### REQUIRED WORK
Could you reproduce the lines below from the one with "Update footer text" through the one with "philbooth: Worth adding"? Keep both ends and add nothing.

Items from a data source
PR #2341, opened 2018-03-13
fix(emails): add location to `verify primary email`

### LINKED ISSUE #2322: Updates to `Verify primary email` template
from mtg:

* Include ip, device info, location, timezone by passing to mailer function
* Update footer text to `If you did not authorize this action, please change your password. For more information, please visit Mozilla Support.`

cc @ryanfeeley

vbudhram:
Fixes #2322


test/remote/recovery_email_resend_code_tests.js
```diff
@@ -203,6 +203,7 @@ describe('remote recovery email resend code', function () {
         assert.equal(emailData.headers['x-template-name'], 'verifyPrimaryEmail', 'correct template set')
         const code = emailData.headers['x-verify-code']
         assert.ok(code, 'code set')
+        assert.equal(emailData.html.indexOf('IP address') > -1, true, 'contains ip address')
```
vbudhram: Other remote test that use location data, only assert the IP address. I believe that this is because geoDB fails to find a proper location for localhost and returns null, which causes the template not to render the location. FWIW, I tested this by manually setting the location data and checking the email it generated.

screen shot 2018-03-13 at 12 02 11 pm

vbudhram:
@mozilla/fxa-devs r?

lib/routes/emails.js
```diff
@@ -174,6 +176,9 @@ module.exports = (log, db, mailer, config, customs, push) => {
               flowId,
               flowBeginTime,
               service,
+              ip,
+              location: geoData.location,
+              timeZone: geoData.timeZone,
```
philbooth: Worth adding assertions for these properties in the local route test?

https://github.com/mozilla/fxa-auth-server/blob/ab17bf85fe0eb269b422c44becf560244d41334a/test/local/routes/emails.js#L307-L316

vladikoff:
Nice 👍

### TASK SOLUTION
* Update footer text to `If you did not authorize this action, please change your password. For more information, please visit Mozilla Support.`

cc @ryanfeeley

vbudhram:
Fixes #2322


test/remote/recovery_email_resend_code_tests.js
```diff
@@ -203,6 +203,7 @@ describe('remote recovery email resend code', function () {
         assert.equal(emailData.headers['x-template-name'], 'verifyPrimaryEmail', 'correct template set')
         const code = emailData.headers['x-verify-code']
         assert.ok(code, 'code set')
+        assert.equal(emailData.html.indexOf('IP address') > -1, true, 'contains ip address')
```
vbudhram: Other remote test that use location data, only assert the IP address. I believe that this is because geoDB fails to find a proper location for localhost and returns null, which causes the template not to render the location. FWIW, I tested this by manually setting the location data and checking the email it generated.

screen shot 2018-03-13 at 12 02 11 pm

vbudhram:
@mozilla/fxa-devs r?

lib/routes/emails.js
```diff
@@ -174,6 +176,9 @@ module.exports = (log, db, mailer, config, customs, push) => {
               flowId,
               flowBeginTime,
               service,
+              ip,
+              location: geoData.location,
+              timeZone: geoData.timeZone,
```
philbooth: Worth adding assertions for these properties in the local route test?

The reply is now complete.